The structure of the energy supply within the power grid is constantly changing. The future smart grid will basically consist of small, volatile and hardly controllable renewable decentralized energy resources (DER). In the long run, these small generation units will have to assume responsibility for all daily grid operation tasks and ancillary services. This can only be achieved when units pool together (most likely with controllable load and batteries) to gain flexibility and potential.

Virtual power plants (VPP) are a well-known instrument for aggregating and controlling DER [2]. A VPP comprises individually operated DER loosely coupled by some communication means and jointly orchestrated by some (decentralized) control algorithm [6]. Integration into current market structures recently also led to VPP systems that frequently re-configure themselves for a market and product specific alignment [27]. In general, VPP concepts for several purposes (commercial as well as technical) have already been developed. A use case commonly emerging within VPP control is the need for scheduling the participating DER. Independently of the specific objective at hand, a schedule (course of energy generation) for each DER has to be found such that the schedule that finally is assigned to a DER is operable without violating any technical constraint [7]. For this paper we go with the example of scheduling for active power planning in day-ahead scenarios (not necessarily 24 h but for some given future time horizon). For large scale problems, distributed (usually agent based) approaches are currently discussed not least due to further advantages like ensured privacy issues. Some recent implementations are [13, 16, 32]. Distributed organization and self-organized control is also especially a characteristic of dynamic virtual power plants (DVPP) [27].

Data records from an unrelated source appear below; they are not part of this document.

PR #3777, opened 2024-08-04
feat: change OpHistoryItem data structure to dataclass

thatlittleboy:
## Overview

1. I'm proposing to use a dataclass structure for an OpHistory item instead of a dictionary. For several reasons: 1) it removes the need for "attribute"/"item" access via a string, a la `op.get('name')`, so we use the safer `op.name` instead. 2) it makes clear what attributes of an OpHistory item are mandatory, and what are optional. E.g. "name" should always be present based on the code, but "collapsed_instances" is not (defaults to False if not provided).
1. Side note: Chiming in on the TODO left from the ([review comment](https://github.com/shap/shap/pull/3732/files#r1662223509))  from PR #3732, I think specifically for `Explanation.shape`, it should return a `tuple[int,...]`, not a `tuple[int|None,...]`. Because the `Explanation.shape` calculates the shape of the underlying `Explanation.values` array, which should never contain a string, nor is it ever sparse. The reason why I'm addressing this TODO here is because `OpHistoryItem.shape` requires a type hint for `prev_shape` attribute.

### Discussion

I'm assuming the OpHistory is an internal implementation detail (because `Explanation.op_history` is not even a documented attribute), so this change shouldn't break anyone's code, in theory. I.e., this isn't breaking change territory.

## Checklist

### DIFF
--- a/shap/_explanation.py
+++ b/shap/_explanation.py
@@ -21,6 +21,8 @@ op_chain_root = OpChain("shap.Explanation")
 
 @dataclass
 class OpHistoryItem:
+    """An operation that has been applied to an Explanation object."""
+
     name: str
     prev_shape: tuple[int, ...]
     args: tuple[Any, ...] = ()
--- a/shap/_explanation.py
+++ b/shap/_explanation.py
@@ -2,7 +2,8 @@ from __future__ import annotations
 
 import copy
 import operator
-from typing import Any
+from dataclasses import dataclass, field
+from typing import Any, cast
 
 import numpy as np
 import pandas as pd
@@ -16,6 +17,15 @@ from .utils._exceptions import DimensionError
 from .utils._general import OpChain
 
 op_chain_root = OpChain("shap.Explanation")
+
+
+@dataclass
+class OpHistoryItem:
+    name: str
+    prev_shape: tuple[int, ...]
+    args: tuple[Any, ...] = ()
+    kwargs: dict[str, Any] = field(default_factory=dict)
+    collapsed_instances: bool = False
 
 
 class MetaExplanation(type):
@@ -100,7 +110,7 @@ class Explanation(metaclass=MetaExplanation):
         clustering=None,
         compute_time=None,
     ):
-        self.op_history = []
+        self.op_history: list[OpHistoryItem] = []
 
         self.compute_time = compute_time
 
@@ -172,10 +182,12 @@ class Explanation(metaclass=MetaExplanation):
         )
 
     @property
-    def shape(self) -> tuple[int | None, ...]:
+    def shape(self) -> tuple[int, ...]:
         """Compute the shape over potentially complex data nesting."""
-        # TODO: check if the return type should actually be tuple[int, ...]
-        return _compute_shape(self._s.values)
+        shap_values_shape = _compute_shape(self._s.values)
+        # impl: `Explanation.values` always corresponds to the shap values, which is a numpy array, so the
+        # shape will always be of tuple[int, ...] type, not tuple[int|None, ...].
+        return cast(tuple[int, ...], shap_values_shape)
 
     @property
     def values(self):
@@ -417,7 +429,7 @@ class Explanation(metaclass=MetaExplanation):
         if new_self is None:
             new_self = copy.copy(self)
         new_self._s = new_self._s.__getitem__(item)
-        new_self.op_history.append({"name": "__getitem__", "args": (item,), "prev_shape": self.shape})
+        new_self.op_history.append(OpHistoryItem(name="__getitem__", args=(item,), prev_shape=self.shape))
 
         return new_self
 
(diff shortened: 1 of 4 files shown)


shap/_explanation.py
```diff
@@ -1,6 +1,7 @@
 import copy
 import operator
-from typing import Any, Union
+from dataclasses import dataclass, field
+from typing import Any, Union, cast
```
connortann: Following the addition of the "future" imports in #3754 (which has led to a bit of a merge conflict), we should now be able to avoid having to import `Union` or `Optional`.

shap/_explanation.py
```diff
@@ -16,6 +17,15 @@
 op_chain_root = OpChain("shap.Explanation")
 
 
+@dataclass
+class OpHistoryItem:
```
connortann, line 23: It might help to add a docstring to explain the purpose of this object, and perhaps to contrast it with the `OpChain` object.

Is it correct to say that:
- The `OpChain` represents a set of dot-chained operations to be applied in future when plotting different subsets, whereas
- The `list[OpHistoryItem]` objects represents the ops that have already been applied, as is used to help provide context when figuring out plot labels
 
?

shap/plots/_utils.py
```diff
@@ -22,7 +22,7 @@ def convert_ordering(ordering, shap_values):
     if issubclass(type(ordering), OpChain):
         ordering = ordering.apply(Explanation(shap_values))
     if issubclass(type(ordering), Explanation):
-        if "argsort" in [op["name"] for op in ordering.op_history]:
+        if any("argsort" in op.name for op in ordering.op_history):
```
connortann: The previous implementation checked for a name that was equal to "argsort" rather than contains "argsort", so I think to be consistent with previous behaviour it would be:

```suggestion
        if any(op.name=="argsort" for op in ordering.op_history):
```

connortann:
Some minor suggestions above but otherwise looks great.

Two broader discussion points:

## Support for scipy.sparse

> Explanation.shape calculates the shape of the underlying Explanation.values array, which should never contain a string, nor is it ever sparse.

Are we confident that `Explanation.values` will never be sparse? I noticed a few indications of sparse support:
1.   `slicer`, whose main function seems to be supporting Explanation objects, supports scipy.sparse arrays
2.  I remember seeing slundberg comment somewhere that support for sparse arrays was at one point a work-in-progress (though I can't seem to find that thread unfortunately)
3. Finally I also noticed that `_compute_shape` has support for sparse arrays, for which the computed shape is `None`:

https://github.com/shap/shap/blob/07d9d2fb5c292afb14ea4a8d3dc8417ffbbf2076/shap/_explanation.py#L796-L800

Overall it seems like there is at least partial support, so perhaps we should design for the possibility of sparse arrays if it's not too difficult.

Overall I definitely think this refactor is an improvement for clarity, and it's a nice opportunity for us to pin down precisely what data types are expected.

## Test plan

Are there existing tests for the "ophistory" functionality or would it be worthwhile adding some further unit tests?

shap/_explanation.py
thatlittleboy: Noted, thanks, I've rebased on top of your changes.

shap/_explanation.py
thatlittleboy: I think your description is somewhat correct, but I don't think it's too helpful to make a comparison between these two. `OpChain` is representing a set of dot-chained operations that can be applied to some object in the future via the `.apply(obj)` method.  
`OpChain._ops` stores the list of such ops, to be applied.

And `Explanation().op_history` stores the list of ops that have already been applied to the said Explanation object.

Technically, we could use `OpHistoryItem` to describe the ops that are in `OpChain._ops` as well, but we'll need to set the `.prev_shape` to be optional since it doesn't make sense to speak of a previous shape when the object on which to apply the ops on hasn't been supplied yet. I decided against this for now though, I'm not sure whether this is something we want to do -- they should be separate objects. That one could be an `OpChainItem` for example.

I'll add docstrings to this dataclass in the meantime, but I'll leave out the comparison.

shap/plots/_utils.py
thatlittleboy: Thanks, good catch

thatlittleboy:
@connortann 

> "Are we confident that Explanation.values will never be sparse?"

Yea I think so. The 3 points you mentioned only point towards general arrays in Explanation possibly being sparse, which I think we should and are supporting. Here, more explicitly, we're talking about `Explanation.values` which correspond to shap values. I wouldn't expect these to be sparse, quite the opposite really. Are there any scenarios where shap values array should be sparse?

Though, the above discussion is a slight distraction. Circling back to the point that I am addressing in this PR: I hope we are of agreement that `Explanation.shape` / `Explanation.values.shape` is always a `tuple[int,...]`, since `Explanation.values` can't possibly be a **sparse array containing strings**.

> Are there existing tests for the "ophistory" functionality or would it be worthwhile adding some further unit tests?

Not that I'm aware. Sure I can add one.

shap/_explanation.py
connortann: Thanks for the detailed explanation, that's helpful to help me build confidence in my understanding :)

connortann (approved):
Looks great!

> I hope we are of agreement that Explanation.shape / Explanation.values.shape is always a tuple[int,...], since Explanation.values can't possibly be a sparse array containing strings.

Yep, I'm in agreement. Thanks for clearing that up for me.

Some types of VPP specialize in predictive scheduling as operational service [26]. The goal of predictive scheduling is to select a schedule for each energy unit – with respect to a given search space of feasible schedules with respect to a future planning horizon – such that a global objective function (e. g.  a target power profile for the VPP) is optimized. This target profile may be a schedule that is assigned to a VPP as a result of some trading action on an energy market. We consider this target schedule as already given for the rest of this contribution.

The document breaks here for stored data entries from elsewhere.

PR #3779, opened 2024-08-04
refactor: Cohorts internals, use @property, add type hinting and expose it in docs

thatlittleboy:
## Overview

- Use `@property` for `Cohorts.cohorts` to enforce that the value passed in is always a dictionary of Explanation objects *before* the value is set. I believe this is the more pythonic way of enforcing this constraint, rather than doing it only in `__init__`. A side effect here of using the property descriptor is that users will no longer be able to `del` the cohorts attribute, but I guess that's not a "normal" thing to do..
- Added docstrings with examples to the Cohorts class. And made `Cohorts` a publicly documented feature (it's already in our public API being exposed in our `__init__.py`).
- <s>One benefit from doing this refactoring is that I spotted a bug in the definition of `Cohorts` (mypy, actually), in that the `Cohorts.__call__()` definition does not make sense. It calls `Explanation.__call__()` which does not exist. See: </s>

(minimized the image because it's not accurate, see follow up comment)

- EDIT: It turns out that `Cohorts.__call__` was actually included here to invoke methods on the individual Explanation objects, not for doing `Explanation.__call__` (which doesn't exist) directly. An example (also included in the newly added tests) would be the following:

```python
exp = shap.Explanation(
    values=rs.uniform(low=-1, high=1, size=e_size),
    data=rs.normal(loc=1, scale=3, size=e_size),
    feature_names=list("abcde"),
)
exp_neg = exp[exp[:, "a"].data < 0]
exp_pos = exp[exp[:, "a"].data >= 0]

ch = shap.Cohorts(col_a_neg=exp_neg, col_a_pos=exp_pos)

# ----------- here is the crux:
new_ch = ch.mean(axis=0)
# This does a `getattr(ch, "mean")` first on the Cohorts object, which results in a bunch of `Explanation.mean` bound methods;
# A Cohorts object is being returned by getattr, hence the subsequent `(axis=0)` is being invoked as a Cohorts.__call__
```

Thus, I've retained the `__call__` magic method on `Cohorts`, but storing the bound methods in a separate private variable, and these would be individually invoked during the `Cohorts.__call__`.

- Added tests to test all of the above mentioned intricacies.

## Checklist

### DIFF
--- a/shap/_explanation.py
+++ b/shap/_explanation.py
@@ -910,9 +910,10 @@ class Cohorts:
         if not isinstance(cval, dict):
             emsg = "self.cohorts must be a dictionary!"
             raise TypeError(emsg)
-        if not all(isinstance(exp, Explanation) for exp in cval.values()):
-            emsg = "All the arguments to a Cohorts set must be Explanation objects!"
-            raise TypeError(emsg)
+        for exp in cval.values():
+            if not isinstance(exp, Explanation):
+                emsg = f"Arguments to a Cohorts set must be Explanation objects, but found {type(exp)}"
+                raise TypeError(emsg)
 
         cast(dict[str, Explanation], cval)  # type narrowing for mypy
         self._cohorts: dict[str, Explanation] = cval
--- a/shap/_explanation.py
+++ b/shap/_explanation.py
@@ -3,7 +3,7 @@ from __future__ import annotations
 import copy
 import operator
 from dataclasses import dataclass, field
-from typing import Any, cast
+from typing import Any, Callable, cast
 
 import numpy as np
 import pandas as pd
@@ -898,7 +898,7 @@ class Cohorts:
 
     def __init__(self, **kwargs: Explanation) -> None:
         self.cohorts = kwargs
-        self._callables = {}
+        self._callables: dict[str, Callable] = {}
 
     @property
     def cohorts(self) -> dict[str, Explanation]:
--- a/shap/_explanation.py
+++ b/shap/_explanation.py
@@ -915,7 +915,6 @@ class Cohorts:
                 emsg = f"Arguments to a Cohorts set must be Explanation objects, but found {type(exp)}"
                 raise TypeError(emsg)
 
-        cast(dict[str, Explanation], cval)  # type narrowing for mypy
         self._cohorts: dict[str, Explanation] = cval
 
     def __getitem__(self, item) -> Cohorts:
--- a/shap/_explanation.py
+++ b/shap/_explanation.py
@@ -898,6 +898,7 @@ class Cohorts:
 
     def __init__(self, **kwargs: Explanation) -> None:
         self.cohorts = kwargs
+        self._callables = {}
 
     @property
     def cohorts(self) -> dict[str, Explanation]:
@@ -923,9 +924,24 @@ class Cohorts:
         return Cohorts(**new_cohorts)
 
     def __getattr__(self, name: str) -> Cohorts:
-        new_cohorts = {}
+        new_cohorts = Cohorts()
         for k in self._cohorts:
-            new_cohorts[k] = getattr(self._cohorts[k], name)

For solving this problem in a decentralized way, agent-based solutions have been developed. One approach based on a gossiping type of algorithm is given by COHDA – the combinatorial optimization heuristic for decentralized agents [3, 15].

The key concept of COHDA is an asynchronous iterative approximate best-response behavior, where each agent – representing a decentralized energy unit – reacts to updated information from other agents by adapting its own selected schedule with respect to local and global objectives. Different objectives are handled by scalarization into a single objective as weighted sum of objectives. As the global (main) goal is achieving a consensus on operation modes such that the market given energy schedule is delivered as agreed on (small deviations are acceptable), attention has to be paid to the result quality of this specific objective. In order to ensure a minimum solution quality for the main goal, control of the weighting of local objectives is needed.

From the perspective of individually operated decentralized energy resources it is desirable to maximize the weight of local preferences. As different participants in the VPP have different characteristics in their flexibilities and thus have different importance in achieving the main goal, individual maximum weight are possible for different participants. On the other hand, the maximum local weights should be assigned in a fair way, at least in the long run.

We propose to use the concept of controlled self-organization to steer the individual use of local preferences based on the current composition (individual flexibilities based on current operational state of different energy units) of the VPP and formulate the optimization problem that has to be solved for finding a set of best local weights.

The rest of the paper is organized as follows. We start with a recap of decentralized algorithms for the scrutinized problem and controlled self-organization in general. We derive an architecture for controlling the local weights and present a first solution for the emerging optimization problem based on evolution strategies. Some results from a simulation study conclude the paper.

2 Related Work

In order to cope with the growing load planning and control complexity in the future smart grid, agent-based and self-organization approaches for problem solving are most promising [36]. Examples can already be found in [1, 9, 10, 30, 32]. As a use case for this paper we use the example of decentralized predictive scheduling [15].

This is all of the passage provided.